Wir wollen etwas Neues haben!

Oder wie die Bundesarchitektenkammer ein Sommerloch zu füllen sucht

Von wegen, Sommerloch füllen! Der Mann meint es ernst. Dabei ist man geneigt zu glauben, die per email versandte Pressemitteilung (PM 05/10: Ein neuer moderner Pavillon für Venedig) sei ein deutlich verspäteter April-Scherz! War sie nicht, Prof. Arno Sighart Schmid, Präsident der Bundesarchitektenkammer, schlägt unumwunden den Abriss des deutschen Pavillons auf dem Biennale-Gelände in Venedig vor. Mit einem Architektenwettbewerb soll dann, so die Meldung,  „ein neues, modernes Gebäude entstehen, mit dem das heutige Deutschland sich zeitgemäß präsentieren kann.“ Und weiter: „2014 – zum 25-jährigen Jubiläum des Mauerfalls und der friedlichen Revolution in Deutschland – wäre ein würdiger Termin zur Eröffnung des neuen Pavillons.“

Aber vorher geht es unwürdig zur Sache: Abriss, weil der Bau „so ganz und gar nicht mehr unserem demokratischen Staatsverständnis“ entspricht. Ungeachtet der Frage, wie denn dieses Staatsverständnis zu betrachten ist – Chesterton nennt das eigentliche Zeitalter der Demokratie das neunzehnte Jahrhundert (aber hatte Chesterton eine Wahl, Herr Mosebach?) –, der Aufruf zum Abriss eines Hauses, das in fremden Hoheitsgewässern seinen Ursprung hat, erscheint dreist. Dreist ganz sicher: „Auch wenn das Haus unter italienischen Denkmalschutz steht,  sollte das keine unüberwindliche Hürde sein.“ Man stelle sich das einmal vor: Eine befreundete Nation kommt über die Grenze geeilt in ein Ensemble historisch gewachsener Architekturen und nimmt „seinen“ Teil einfach so heraus; weil „der historische Wert dieses Pavillons … nicht seinen Erhalt [rechtfertigt].

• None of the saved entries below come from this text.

PR #2925, opened 2025-12-07
match debug for D_menu_fmap2_d

roeming:
the only one that caused some trouble was `checkPlayerWarpAccept`, which looks really similar but I couldn't match between debug and release, and may return a `u8` but caused linking issues elsewhere. The other major change was `dSv_event_flag_c::saveBitLabels` needed to be `s16` to match debug, so I locked it behind a define for `PLATFORM_SHIELD`, although it looks like Wii can match with either `s16` or `u16`, but GC needs `u16`.

### DIFF
--- a/include/d/actor/d_a_npc_cdn3.h
+++ b/include/d/actor/d_a_npc_cdn3.h
@@ -223,7 +223,7 @@ public:
                 break;
             }
                 /* dSv_event_flag_c::F_0281 - Shop - Malo Mart opens in Castle Town */
-            if (dComIfGs_isEventBit((u16)dSv_event_flag_c::saveBitLabels[281]) && uVar3 == 9) {
+            if (dComIfGs_isEventBit(dSv_event_flag_c::saveBitLabels[281]) && uVar3 == 9) {
                 uVar3 = 0xb;
             }
         } else {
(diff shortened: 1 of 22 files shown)


src/d/d_menu_fmap2D.cpp
```diff
@@ -1907,16 +2014,18 @@ void dMenu_Fmap2DBack_c::drawDebugStageArea() {
...
+                    J2DFillBox(v - 3.0f, v2 - 3.0f, 6.0f, 6.0f, colors[stage_no % 6]);
                 }
             }
         }
     }
 }
 
 void dMenu_Fmap2DBack_c::drawDebugRegionArea() {
-    getAllMapZoomRate();
+    if (this->mZoom != getAllMapZoomRate()) {
```
TakaRikka: `this->` can be removed?

src/d/d_menu_fmap2D.cpp
```diff
@@ -1995,27 +2104,30 @@ void dMenu_Fmap2DBack_c::calcDrawPriority() {
...
             }
-            field_0x1230[i] = dVar2;
-            dVar2 = region;
         }
     }
 
     if (mRegionCursor != 6) {
         for (int i = 7; i >= 0; i--) {
-            region = field_0x1230[i];
+            // region = field_0x1230[i];
```
TakaRikka: unneeded comment?

PR #2939, opened 2025-12-10
Resource

kipcode66:
Fix templates and resource.cpp

### DIFF
--- a/include/JSystem/JGadget/define.h
+++ b/include/JSystem/JGadget/define.h
@@ -15,14 +15,14 @@ public:
     JGadget_outMessage(MessageFunc fn, const char* file, int line);
     ~JGadget_outMessage();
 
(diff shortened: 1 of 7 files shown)


include/JSystem/JGadget/define.h
```diff
@@ -15,14 +15,14 @@ class JGadget_outMessage {
     JGadget_outMessage(MessageFunc fn, const char* file, int line);
     ~JGadget_outMessage();
 
-    JGadget_outMessage& operator<<(int param_1) { return *this << (s32)param_1; }
+    JGadget_outMessage& operator<<(int param_1) { return *this << (signed long)param_1; }
```
roeming: Why the change? `s32` is typedef'd to `signed long`.

PR #2944, opened 2025-12-11
d_particle debug work

carter-ktb21:


include/d/d_com_inf_game.h
```diff
@@ -838,8 +839,57 @@ class dComIfG_inf_c {
     dComIfG_inf_c() { this->ct(); }
     ~dComIfG_inf_c() {}
     void ct();
+    void createBaseCsr();
     dComIfG_play_c& getPlay() { return play; }
 
+#if DEBUG
```
TakaRikka: all of this Csr and listCursor stuff should be `#if PLATFORM_WII || VERSION == VERSION_SHIELD_DEBUG`, its not an actual debug feature

carco-games: I had a hunch that might be the case. I'll change it!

Schwer bespielbar sei das Haus, das jedenfalls sagen, so Schmid, die Kuratoren. Deren Namen wir allerdings nicht erfahren. Doch das ist ihm alles nicht das ganz Zentrale seiner eben doch Sommerloch-Ansprache, ihm geht es in erster Linie um einen anderen Mangel: den einer Fensteröffnung zur Lagune! Man stelle sich mit Herrn Schmid vor: Der Pavillon nutzt „seine einmalige Lage direkt am Ufer der Lagune nicht“. „In vielen Metropolen der Welt gilt eine Lage am Wasser immer als ein besonders attraktiver Standort, hier gibt es nicht einmal eine Fensteröffnung zur Lagune."

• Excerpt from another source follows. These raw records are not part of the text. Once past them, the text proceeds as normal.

PR #2946, opened 2025-12-11
Link J2DWindowEX

roeming:
I was able to link this because of a non-const copy ctor for `J2DGXColorS10`. This doesn't appear in debug, but fixed all issues in GC and didn't break anywhere else. @LagoLunatic found in TWW maps that the `J3DGXColorS10` had a non-const copy ctor, this was likely a bug that permeated the GC versions, but was fixed in later versions, hence why we couldn't find it in debug.

### DIFF
--- a/include/JSystem/J2DGraph/J2DMatBlock.h
+++ b/include/JSystem/J2DGraph/J2DMatBlock.h
@@ -27,6 +27,13 @@ struct J2DGXColorS10 : public GXColorS10 {
         b = other.b;
         a = other.a;
     }
+    
+    J2DGXColorS10(GXColorS10& other) {
+        r = other.r;
+        g = other.g;
+        b = other.b;
+        a = other.a;
+    }
 #else
     J2DGXColorS10(const J2DGXColorS10& other) {
         r = other.r;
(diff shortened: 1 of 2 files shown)


LagoLunatic:
In addition to:
```
J2DGXColorS10(J2DGXColorS10&)
J3DGXColorS10(J3DGXColorS10&)
```
These ones should also have no const for GCN I believe:
```
J2DGXColorS10(GXColorS10&)
J3DGXColorS10(GXColorS10&)
J3DGXColor(J3DGXColor&)
J3DGXColor(GXColor&)
```
Most of these are known because of TWW demo debug maps. A couple aren't used in TWW so it's not 100% sure, but as far as I can tell the version difference seems to apply to all JSystem color copy ctors.

roeming:
> In addition to:
> 
> ```
> J2DGXColorS10(J2DGXColorS10&)
> J3DGXColorS10(J3DGXColorS10&)
> ```
> 
> These ones should also have no const for GCN I believe:
> 
> ```
> J2DGXColorS10(GXColorS10&)
> J3DGXColorS10(GXColorS10&)
> J3DGXColor(J3DGXColor&)
> J3DGXColor(GXColor&)
> ```
> 
> Most of these are known because of TWW demo debug maps. A couple aren't used in TWW so it's not 100% sure, but as far as I can tell the version difference seems to apply to all JSystem color copy ctors.

I'm not sure about the `J3DGXColor` ones, they seem to break other pieces. It could be the case that we fakematched them, but I might just leave a note and skip those for now.

TakaRikka (approved):

PR #2947, opened 2025-12-12
d_a_obj_bemos debug work

carter-ktb21:


src/d/actor/d_a_obj_bemos.cpp
```diff
@@ -7,6 +7,7 @@
 
 #include "SSystem/SComponent/c_lib.h"
 #include "d/actor/d_a_obj_bemos.h"
+#include "../assets/GZ2E01/res/Object/Obj_bm.h"
```
LagoLunatic: This is incorrect, it isn't supposed to hardcode the version. The include is supposed to be a different file for each version of the game due to version differences.
```suggestion
#include "res/Object/Obj_bm.h"
```

src/d/actor/d_a_obj_bemos.cpp
```diff
@@ -38,98 +43,189 @@ s16 const daObjBm_c::M_dir_base[4] = {
...
+#define AFTER_SWITCH_ACTIVATE_NO_SEARCH_TIME l_HIO.after_switch_activate_no_search_time
+#define DETECTION_ANGLE l_HIO.detection_angle
+#define SEARCH_SPD_ON_DETECT l_HIO.search_spd_on_detect
+#define BODY_SCALE l_HIO.body_scale
+#define SOUND_POS_MOVE_SPD l_HIO.sound_pos_move_spd
+#define NO_SEARCH_ATTACK_TIME l_HIO.no_search_attack_time
+#define DEBUG_DRAW l_HIO.debug_draw
+#define CHECK_DRAW l_HIO.check_draw
+#else
+#define BEAM_SCALE_X 0.5f
```
YunataSavior, line 210: These defaults are also the defaults of the l_HIO member fields. I'd prefer we extracted these constants into other defines, e.g. `DEFAULT_BEAM_SCALE_X`, then use those defaults in the dbg constructor + here.

carco-games: This would not work, as the macros are used in different ways. The retail simply calls the value, whereas the debug calls l_HIO.###

If I defined a macro to use values in the dbg constructor, I'd have to define separate macros for l_HIO calls, and it would just be messier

Frage: Was wollen Sie, sehr geehrter Herr Schmid, denn von einem solchen Fenster aus machen? Etwa hinausschauen?! Das geht hervorragend vom Ufer aus, der Blick ist weit und unverstellt. Sicher, man sollte sich einen Stuhl mitbringen, die Getränke in einer Kühlbox, die sanfte Musik auf dem Walkman/Diskman/iphone, und gegen das rege Treiben entlang der Lagune die Gelassenheit, die einem der Blick auf die vielleicht wunderbarste Stadtsilhouette verleiht, egal ob Gourmet, Kenner der Szene oder Präsident der Bundesarchitektenkammer.

Nein, wir brauchen keinen neuen Pavillon, wir brauchen kluge, mitreißende Ausstellungsmacher, die uns in keiner Sekunde unseres Dort im Pavillon Seins an das Wunder draußen denken lassen. Wenn sie das allerdings nicht schaffen: einfach draußen bleiben.

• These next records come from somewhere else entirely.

PR #2954, opened 2025-12-14
Npc

kipcode66:
match d_a_npc_cd2
Fix missing short conversion in d_a_movie_player (this will reduce slightly the % for gcn, but it will be functionally equivalent the actual code, contrarily to what the current code does)

### DIFF
--- a/configure.py
+++ b/configure.py
@@ -756,7 +756,7 @@ config.libs = [
             Object(MatchingFor(ALL_GCN), "d/actor/d_a_no_chg_room.cpp"),
             Object(NonMatching, "d/actor/d_a_npc.cpp"),
             Object(MatchingFor(ALL_GCN), "d/actor/d_a_npc_cd.cpp"),
-            Object(MatchingFor(ALL_GCN), "d/actor/d_a_npc_cd2.cpp"), # stripped vtable order
+            Object(NonMatching, "d/actor/d_a_npc_cd2.cpp"), # stripped vtable order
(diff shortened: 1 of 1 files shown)


LagoLunatic:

Der Ruf nach dem Ersatz von irgendwie unliebsamer Architektur hat einen unschönen Beigeschmack. In Deutschland wird er – wie überall sonst auch in der Welt – tagtäglich praktiziert, die Sterbelisten sind lang. Hier sollte sich der Repräsentant einer Architektenvereinigung vor die Türen und Tore ketten, hier sollte Widerstand mobilisiert werden oder Widerstand mehr als nur mit frommen Worten unterstützt werden. Die Bundesarchitektenkammer hat sich mit ihrem Abriss-Vorstoß keinen Gefallen getan, und bislang hat er noch keinem Architekten gefallen. Was sagen eigentlich die älteren Hausherren, die Künstler zum Vorpreschen des Präsidenten? Nobles Schweigen ringsum. Gut so. Be. K.